Authoring a connector
faucet-stream is designed as an ecosystem: third parties can publish their own
faucet-source-* / faucet-sink-* crates with minimal friction. faucet-core
is the only required dependency — it re-exports everything a connector author
needs (async_trait, serde_json, schemars).
The traits
Implement Source or Sink. Both are object-safe (Box<dyn Source> works) and
all newer methods have defaults, so a minimal connector is small.
use faucet_core::{async_trait, Source, Sink, FaucetError, Value};
struct MySource { /* reusable client/pool created in new() */ }
#[async_trait]
impl Source for MySource {
// Primary entry point. (`fetch_all()` is a provided convenience.)

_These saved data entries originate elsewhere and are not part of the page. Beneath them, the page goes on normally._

PR #2817, opened 2026-07-27
docs: fix broken embla-carousel links in carousel.md

caujasutom:
This fixes 5 broken links to embla-carousel.com in carousel.md. They were all pointing to old URL paths that now return a 404.

Updated the doc and api links at the top of the file, along with the ones in the About, Options, and Plugins sections. They now point to the v8 docs, which matches the version shadcn-svelte actually depends on (embla-carousel-svelte ^8.6.0).


AdrianGonz97 (approved):
thank you!

Issue #320, opened 2017-06-16
hf mf mifare - darkside


iceman1001:
For tags which parity is all zero (tag always answers with NACK) does this current implementation work?
I'll get a all zero key, which is not the proper one.

@pwpiwi ?

======= start snippet

proxmark3> hf mf mif
-------------------------------------------------------------------------
Executing command. Expected execution time: 25sec on average
Press button on the proxmark3 device to abort both proxmark3 and client.
-------------------------------------------------------------------------
...Parity is all zero. Most likely this card sends NACK on every failed authentication.          
Attack will take a few seconds longer because we need two consecutive successful runs.          
......Found 8 possible keys. Trying to authenticate with each of them ...
          
Found valid key:000000000000
                   
proxmark3>  hf mf chk *1 a 000000000000
chk key[ 0] 000000000000          
--sector: 0, block:  3, key type:A, key count: 1           
--sector: 1, block:  7, key type:A, key count: 1           
--sector: 2, block: 11, key type:A, key count: 1           
--sector: 3, block: 15, key type:A, key count: 1           
--sector: 4, block: 19, key type:A, key count: 1           
--sector: 5, block: 23, key type:A, key count: 1           
--sector: 6, block: 27, key type:A, key count: 1           
--sector: 7, block: 31, key type:A, key count: 1           
--sector: 8, block: 35, key type:A, key count: 1           
--sector: 9, block: 39, key type:A, key count: 1           
--sector:10, block: 43, key type:A, key count: 1           
--sector:11, block: 47, key type:A, key count: 1           
--sector:12, block: 51, key type:A, key count: 1           
--sector:13, block: 55, key type:A, key count: 1           
--sector:14, block: 59, key type:A, key count: 1           
--sector:15, block: 63, key type:A, key count: 1

iceman1001:
bug found. 
*key = -1;   in mfcheckkeys key is set to 0.  
which is then returned when checkkeys failes.
the success tests if key is found is  -1,  which is 0,  hence belives key is found.
----

		*key = -1;
		uint8_t keyBlock[USB_CMD_DATA_SIZE];
		int max_keys = USB_CMD_DATA_SIZE/6;
		for (int i = 0; i < keycount; i += max_keys) {
			int size = keycount - i > max_keys ? max_keys : keycount - i;
			for (int j = 0; j < size; j++) {
				if (last_keylist == NULL) {
					num_to_bytes(keylist[i*max_keys + j], 6, keyBlock);
[...]

PR #321, opened 2017-06-16
BUG: 'hf mf mifare'

iceman1001:
BUG: 'hf mf mifare' ,  wrongly identify success when faulty key is found
https://github.com/Proxmark/proxmark3/issues/320

### DIFF
--- a/client/mifarehost.c
+++ b/client/mifarehost.c
@@ -224,7 +224,7 @@ int mfDarkside(uint64_t *key)
 
 int mfCheckKeys (uint8_t blockNo, uint8_t keyType, bool clear_trace, uint8_t keycnt, uint8_t * keyBlock, uint64_t * key){
 
-	*key = 0;
+	*key = -1;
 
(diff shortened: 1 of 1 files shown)


iceman1001:
i know...  just following piwi's code changes which looks for a -1....

marshmellow42:
interestingly enough the only time this could be an issue is when mifare_classic_auth reports success with key == 0.

iceman1001:
I disagree,  there is three return statements,  return1, return2,  which triggers the bug in the last if statement..

marshmellow42:
you are correct if keycount reaches max and dumps out, instead of finding a valid key and dumping out.

marshmellow42:
so -1 in an uint64_t would be 0xFFFFFFFFFFFFFFFE  or  0xFFFFFFFFFFFFFFFF  (can't remember)

neither of which are valid keys for mifare so we should be safe with -1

async fn fetch_with_context(&self) -> Result<Vec<Value>, FaucetError> {
todo!("fetch records from your system")
}
}
struct MySink { /* reusable client/pool */ }
#[async_trait]
impl Sink for MySink {
async fn write_batch(&self, records: &[Value]) -> Result<usize, FaucetError> {
todo!("write records to your system")
}
}
Your connector now works with the Pipeline and every other connector:
Pipeline::new(&MySource { .. }, &MySink { .. }).run().await?.
Crate layout
Follow the same module layout as the built-in connectors:
lib.rs— re-export the config + theSource/Sinktype. First line:#.config.rs— the config struct + sub-enums, derivingSerialize + Deserialize + JsonSchema. No I/O here.stream.rs(source) /sink.rs(sink) — the one place that performs I/O. Create reusable clients/pools innew()and store them; never reconnect per call.
Make it fast
Performance is the project’s first principle. Reuse clients and connections,
pool database connections, use multi-row inserts and bulk APIs, and prefer
parallel I/O. Where it makes sense, override stream_pages to stream natively
from your source’s paging primitive so memory stays bounded.

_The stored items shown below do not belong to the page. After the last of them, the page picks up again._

PR #328, opened 2017-06-20
some coverity fixes plus fix fdx help

marshmellow42:


iceman1001:
I still suggest we fill the path_vars with zeros.   Otherwise I see no problem with merging this one

marshmellow42:
I was concerned with affecting timing as I did not look into the calling of this function.  I prefer to let piwi have a look at something like that.

marshmellow42:
it doesn't look like it should impact any timing issues...  @pwpiwi ok to add the memsets?

pwpiwi:
The "+1" shouldn't be necessary because the format template is already longer than the string itself. And the memset shouldn't be necessary because the string operations add the trailing 0 byte.

marshmellow42:
i get the trailing 0 byte is added with sprintf.
i now also see that the macro would translate to "bitflip_%d_%03hx_states.bin" which should be 2 characters longer than the actual filenames.  so you are 100% correct.

however, can we leave this in so as to remove the coverity warning as it should not hurt anything?

pwpiwi:
Sure. I think we can afford wasting one more byte to keep coverity scan happy :grin:

marshmellow42:
because of the Merge remote-tracking branch 'upstream/master' commit i suggest this pull gets squashed during the merge, `Squash and Merge` option to keep things cleaner...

Config schema introspection
Implement config_schema() so faucet schema and faucet init work:
fn config_schema(&self) -> Value {
faucet_core::schema_for!(MyConfig).into()
}
Derive JsonSchema on the config struct and all sub-types, and add
#[schemars(with = "String")] for any custom-serde fields.
Errors
Map every failure to a FaucetError variant. Third-party error types wrap into
FaucetError::Custom(Box<dyn Error + Send + Sync>) without losing the chain.
Never .unwrap() on anything that can fail at runtime.
docs.rs setup
So docs.rs renders your full API with per-feature badges, add to Cargo.toml:
[package.metadata.docs.rs]
all-features = true
rustdoc-args = ["--cfg", "docsrs"]
and make the first line of lib.rs #![cfg_attr(docsrs, feature(doc_cfg))].
Naming & publishing
Name crates faucet-source-<name> / faucet-sink-<name>. If you ship both a
source and a sink for the same system, put shared types (auth, formats) in a
faucet-common-<name> crate that both depend on and re-export.
See any built-in connector (e.g.
faucet-source-rest) for a reference implementation.